世界一周路線(せかいいっしゅうろせん、英語: Round the World route)とは、単一の航空会社により、出発地となる空港から出発して地球を一周し(世界一周)、再び出発地に戻る定期路線のこと。

また、上記路線を同一便名で運航形態を世界一周便と言われる。現在、このような旅客便は存在しないが、経由便が多く設定される航空貨物便では複数の世界一周路線が存在し、日本でも日本貨物航空も一時期世界一周可能な路線網を有していた。

概要 編集

 
パンアメリカン航空のダグラスDC-4B型機

旅客機による旅行が一般化した1960年代には、単一の航空会社による複数の寄港地に寄港する世界一周便がパンアメリカン航空日本航空英国海外航空トランス・ワールド航空カンタス航空というフラッグ・キャリアにより運航されていた。なお世界一周便であっても、途中で機材変更があり、必ずしも同一の旅客機で運行されるわけではない。
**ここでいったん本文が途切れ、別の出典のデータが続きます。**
PR #10380, opened 2021-09-23
Include sidecar.env for VM configuration

xulingqing:

BUG: https://github.com/istio/istio/issues/34058
PR: https://github.com/istio/istio/pull/35048 
If the revision is set, we try to use the same discovery address that we setup in /etc/hosts. It involves using *sidecar.env* to pass a revisioned istiod address.

- [X] Docs
- [X] Installation
- [X] Networking
- [ ] Policies and Telemetry
- [ ] Security
- [ ] Test and Release
- [ ] User Experience

### DIFF
--- a/content/en/docs/setup/install/virtual-machine/index.md
+++ b/content/en/docs/setup/install/virtual-machine/index.md
@@ -285,6 +285,7 @@ If third party tokens are not enabled, you should add the option `--set values.g
 
 Next, use the `istioctl x workload entry` command to generate:
 
+* `sidecar.env`: Contains metadata specific to each VM like istiod address to fetch CA.
 * `cluster.env`: Contains metadata that identifies what namespace, service account, network CIDR and (optionally) what inbound ports to capture.
 * `istio-token`: A Kubernetes token used to get certs from the CA.
 * `mesh.yaml`: Provides `ProxyConfig` to configure `discoveryAddress`, health-checking probes, and some authentication options.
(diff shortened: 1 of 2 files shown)


content/en/docs/setup/install/virtual-machine/index.md
```diff
@@ -285,6 +285,7 @@ If third party tokens are not enabled, you should add the option `--set values.g
 
 Next, use the `istioctl x workload entry` command to generate:
 
+* `sidecar.env`: Contains metadata specific to each VM like istiod address to fetch CA.
```
howardjohn, line 288: This is confusing since its not actually how its used. I think reality is more like "cluster.env: contains metadata developer A added. sidecar.env: contains metadata developer B added" :slightly_smiling_face: .

In the current VM installation method, it doesn't seem like there is a whole lot of motivation to split these files. It may be better suited to just consolidate all of them to cluster.env

xulingqing: @stevenctl what's your idea? do we need to add the sidecar.env change to cluster.env?

stevenctl: Agree with John. We can still support sidecar.env, but no real reason to generate both from our tool. 

https://github.com/istio/istio/pull/35340

rvennam:
If sidecar.env is being merged into cluster.env, can this PR be closed?

craigbox (commented):
This seems to be out of date given #35340.  If you still have the problem, please feel free to revive the PR.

しかしその後、航空機の性能向上による直行便化の進行とそれに伴う世界一周便の必然性の低下や、航空会社同士の競争の激化とそれがもたらす収益悪化などにより衰退し、2013年以降、世界一周便を旅客運航している航空会社は存在しない。但し、航空会社によっては運航路線で出発空港と最終目的空港が地球の裏側に位置する組み合わせで東回りと西回り路線をそれぞれ別に運航し便名は別になるが路線網で搭乗可能な世界一周路線を運航する航空会社は貨物便を含めある。なお、世界一周便は空港での行先ボードで「Around the World」と表示されていた。

路線例 編集

日本航空 編集

 
日本航空のDC-8型機

日本航空は1950年代後半から世界一周線の検討を始め、1965年の日米航空交渉でニューヨーク乗り入れの権利とニューヨークからヨーロッパへの以遠権を取得[1]。1967年3月6日に日本およびアジアの航空会社として初の、そして日本の航空会社として唯一の世界一周便に就航し、ダグラス DC-8による週2便の運航を開始[1]

パンアメリカン航空・英国海外航空・カンタス航空に次ぐ4社目の参入となり[2]、太平洋中部と北米大陸を通過する完全な世界一周線では英国海外航空に次ぐ2社目となった[3]。東京 - ロンドン間の南回り欧州線をニューヨークまで延伸し太平洋経由の東京 - ニューヨーク線と接続する形で世界一周とし[4]、また1968年7月にはニューヨーク - パリ便も週5便で開設された[5]

しかし就航3年後の1969年までの時点で大西洋線の利用率が3割未満と低迷し[1]、また1972年に連続事故でDC-8を3機失い業務計画の大幅な下方修正を行うこととなり同年12月にニューヨーク-ロンドン間の大西洋線から撤退し世界一周線は5年余りで幕を閉じた[6]

1973年に策定された1974年から1978年までの中期計画では復活案が盛り込まれたものの、翌1974年の中期計画では「市場動向を勘案し再開時期を別途検討」として早期復活を行わない方向性とし、その後大西洋線の低運賃競争もあり1978年の中期計画にて削除されている[7]。なお世界一周線に用いられた001/002便は現在でも同線の一部に用いられた東京=サンフランシスコ線の便名として使われている。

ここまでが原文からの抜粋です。